Work instruction — Repeat the lines of the data exactly, from the first one through the one that contains "shapes), flowchart edge".

(Provided information Opens)

PR #239, opened 2026-09-22
fix(mermaid-little): size labels for every line the browser paints

kookyleo:
Mermaid labels are measured as a single line, but a browser breaks a label at
every `<br/>`. A node box was therefore one line tall whatever the label, and
the second line painted below the box (markon#97); multi-line edge labels were
under-reserved in layout and crowded their neighbours.

Label height is now one line-height per painted line, in layout and in the
emitted `foreignObject`, for flowchart node labels (all shapes), flowchart edge
labels, state-diagram notes and state-diagram edge labels. Widths are left
exactly as they were: switching them to the widest line exposed the shim's CJK
under-measurement (CJK glyphs measure as a space), so that belongs in its own
change.

Line counting lives in one helper, `label_metrics::split_label_lines`, and both
label spellings are counted on the markup the renderer will actually measure
(`string_label_to_html` / `markdown_label_to_html`, then `replace_fa_icons`), so
layout and render agree by construction -- an FA icon alone on a line paints no
line box, and both sides know it. A markdown label's width comes from plain text
that is never re-parsed as markup, so a literal `<` in ``A["`i<n`"]`` stays text;
FA icon tokens are stripped per line, before the lines are joined, so an icon
name ends at its break instead of eating the next line. For genuine markup
input, where a tag starts is decided in one place (`label_metrics::tag_len`: `<`
plus a letter, `</` plus a letter, or `<!`, and never spanning a `<` or a line
break), which also fixes `x < y > z`, mis-measured on `main`.

The splitter's rules were measured in headless Chromium on the real label div
(`display: table-cell; white-space: nowrap; line-height: 1.5`):

- `<br>` in any spelling (`<br/>`, `<br />`, `<BR>`, `<br class="x">`) and a
  source `\n` (upstream rewrites it to `<br/>`) end a line.
- A `<p>` boundary ends a block, so markdown paragraphs (`<p>a</p><p>b</p>`,
  and `one<p>two`) are two lines.
- A break at the end of a block opens no line box: `a<br/>` is one line,
  `a<br/><br/>` two, `a<br/><br/>b` three, `<br/>a` two, `<br/>` one.
- A block with no text and no break (`<p></p>`) paints nothing.

Markdown labels keep their line breaks through measurement, so the layout box
grows with the label instead of only the label growing. State notes measure
after the `\n` -> `<br/>` rewrite so both note syntaxes agree, and the note box
grows to match.

Verification: every `.mmd` under `tests/fixtures` + `tests/ext_fixtures` (1396)
rendered with `main` and with this branch. 84 differ -- 39 cypress/flowchart,
30 demos/flowchart, 13 cypress/state, 2 demos/state -- and every one of them has
a `<br>`, a source newline, or a multi-line note. Loading each rendered SVG in
Chromium and comparing every label's declared `foreignObject` height against its
painted height: `main` mismatches on 397 fixtures, this branch on 313 -- the same
84 fixtures fixed, none regressed. The rest are pre-existing and untouched
(other diagram types still emit the jsdom 16.296875 line height; flowchart
84/118/166/217 are icon font-size and `max-width: 200px` wrapping).

Regression tests in `tests/diagram_bounds.rs` cover the node box containing its
label, multi-line edge labels, markdown labels, the trailing-`<br/>` rule, state
notes (both syntaxes, label and box) and state edge labels; unit tests in
`label_metrics` pin the browser line-count table. `cargo test -p mermaid-little`
1044 pass, clippy `-D warnings` clean, fmt clean, reference sweep unchanged at
704/1323.

Known and not addressed here: a `<br/>` in a subgraph title still renders as
escaped text (same on `main`); multi-line boxes stay as wide as the concatenated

(Provided information Closes)

Solution to this problem —
PR #239, opened 2026-09-22
fix(mermaid-little): size labels for every line the browser paints

kookyleo:
Mermaid labels are measured as a single line, but a browser breaks a label at
every `<br/>`. A node box was therefore one line tall whatever the label, and
the second line painted below the box (markon#97); multi-line edge labels were
under-reserved in layout and crowded their neighbours.

Label height is now one line-height per painted line, in layout and in the
emitted `foreignObject`, for flowchart node labels (all shapes), flowchart edge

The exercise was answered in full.